# Tojiro 270mm ITK Bread Knife vs MAC Superior Bread Knife 10.5 Inch



## ruscal (May 5, 2011)

Tojiro 270mm ITK Bread Knife 
vs 
MAC Superior Bread Knife 10.5 Inch

does anyone have any experience with either or both of these knives?

any reason to pick one more than the other?

or a different knife i should look at instead?


----------



## petemccracken (Sep 18, 2008)

I've used the MAC for, oh, nearly 10 years and think it is superb!


----------



## potato42 (Jun 28, 2011)

The Mac is a fine knife and has garnered many rave reviews, often considered the best until güde bread knife became popular. The Tojiro ITK is a knife that was created due to demand for excellent performance at a reasonable price. The ITK moniker being assigned is a reference to the "In the Kitchen" section of knifeforums. A lot of input went into the design of the knife, and by all accounts it is an excellent choice. Given the fact that the Tojiro is cheaper, that's what I would recommend. I'm certain either one would serve you fine and you're not going to have buyers remorse either way.

One significant thing to note is that right now the Tojiro ITK bread knife is out of stock. If you need a knife now, buy the Mac.


----------



## boar_d_laze (Feb 13, 2008)

Pete's right.  The MAC is a great knife.  It glides through even the toughest bagels.  As with all bread knives, sharpening is problematic.

It's currently on sale (?!) for $80 at CKTG (elsewhere too, as far as I know).  Whether any bread/cake knife is worth $80 is another question.  The Victorinox (Forschner) is quite good for less than half the price.

Cook's Illustrated did a comparo about a year ago.  They liked 10" Wusthof Classic best, and rated the 10" Victorinox Fibrox just below it.  They rated the MAC fifth -- a Viking and a 14" Fibrox were third and fourth -- downgrading it for slipping on a tomato and a bagel.  They're nuts.

FWIW, I don't recommend using a serrated knife for slicing tomatoes or meats.  No matter how new and how sharp, they leave a ragged cut compared to a sharp, "fine" (i.e., non-serrated) edge.  Of course, some people use serrated knives for all sorts of things because they remain functional even after their dull.  But far better to learn to sharpen your fine-edged knives, and reserve the serrated knife for what it does best. 

Thus endeth the sermon.

Based on experience with other peoples', I've thought the MACs were the best of breed for quite some time.  Better even than the Gudes, which IMO, are over-hyped and way overpriced.  Bought a MAC a few months ago, and love, love, love it, while Linda -- my wife -- may love it even more. 

BDL


----------



## ruscal (May 5, 2011)

thanks for the advice guys

i've gone for the Mac - ordered from korin france (i'm UK), waiting for it to be delivered from Japan..(!)
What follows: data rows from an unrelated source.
PR #3121, opened 2021-06-17
Dont throw exceptions for illegal chars and keepalive queue mismatch

Outfluencer:
If a player get kicked for illegal chars or keepalive queue mismatch the full stacktrace will be printed

### DIFF
--- a/proxy/src/main/java/net/md_5/bungee/connection/UpstreamBridge.java
+++ b/proxy/src/main/java/net/md_5/bungee/connection/UpstreamBridge.java
@@ -150,7 +150,7 @@ public class UpstreamBridge extends PacketHandler
         for ( int index = 0, length = chat.getMessage().length(); index < length; index++ )
         {
             char c = chat.getMessage().charAt( index );
-            if ( c == '\u00A7' || c < ' ' || c == 127 )
+            if ( c == '\u00A7' || c < ' ' || c == 127 ) // Section symbol, control sequences, and delete
             {
                 con.disconnect( "illegal characters in chat" );
                 throw CancelSendSignal.INSTANCE;
--- a/proxy/src/main/java/net/md_5/bungee/connection/UpstreamBridge.java
+++ b/proxy/src/main/java/net/md_5/bungee/connection/UpstreamBridge.java
@@ -131,7 +131,11 @@ public class UpstreamBridge extends PacketHandler
 
         if ( keepAliveData != null && alive.getRandomId() == keepAliveData.getId() )
         {
-            Preconditions.checkState( keepAliveData == con.getServer().getKeepAlives().poll(), "keepalive queue mismatch" );
+            if( keepAliveData != con.getServer().getKeepAlives().poll() )
+            {
+                con.disconnect("keepalive queue mismatch");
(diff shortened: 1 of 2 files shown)


Janmm14:
It would be probably better to change the exception throwing into a QuietException

md-5:
Or just disconnect without throwing an exception

proxy/src/main/java/net/md_5/bungee/connection/UpstreamBridge.java
```diff
@@ -147,7 +150,11 @@ public void handle(Chat chat) throws Exception
         for ( int index = 0, length = chat.getMessage().length(); index < length; index++ )
         {
             char c = chat.getMessage().charAt( index );
-            Preconditions.checkArgument( c != '\u00A7' && c >= ' ' && c != 127, "illegal characters in chat" ); // Section symbol, control sequences, and delete
+            if ( c == '\u00A7' || c < ' ' || c == 127 ) // Section symbol, control sequences, and delete
+            {
+                con.disconnect( "illegal characters in chat" );
```
MrIvanPlays, line 155: maybe a translation would be better here?

proxy/src/main/java/net/md_5/bungee/connection/UpstreamBridge.java
```diff
@@ -131,7 +130,11 @@ public void handle(KeepAlive alive) throws Exception
 
         if ( keepAliveData != null && alive.getRandomId() == keepAliveData.getId() )
         {
-            Preconditions.checkState( keepAliveData == con.getServer().getKeepAlives().poll(), "keepalive queue mismatch" );
+            if ( keepAliveData != con.getServer().getKeepAlives().poll() )
+            {
+                con.disconnect( "keepalive queue mismatch" );
```
MrIvanPlays, line 135: perhaps explain to users what to do?

Janmm14: What the user has to do? Behave like a vanilla client.

MrIvanPlays: idk, this doesn’t give much information to the user

Janmm14: Now that I look at it again this does more look like a failsafe which should never happen

proxy/src/main/java/net/md_5/bungee/connection/UpstreamBridge.java
Outfluencer: i don't think its needed. A vanilla client is not be able to send these chars

Outfluencer: and its the vanilla minecraft message for this case

proxy/src/main/java/net/md_5/bungee/connection/UpstreamBridge.java
Outfluencer: Yes this should never happen so we don't need to give information about it

Outfluencer:
I created new pull request to clean this up #3133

i always used to use a scalloped knife to slice tomatoes. that is until very recently when i bought a Tojiro DP Santoku. i wasn't super impressed with how sharp it was out of the box, but after about 15-20 minutes on a 1000 grit whetstone i managed to put a half decent edge on it. wanting to play with it and not really having a reason to, i used this knife to half some baby plum tomatoes that i was going to pan fry for breakfast. the thing is like a freakin laser. no more will i be using a scalloped knife to slice tomatoes....


----------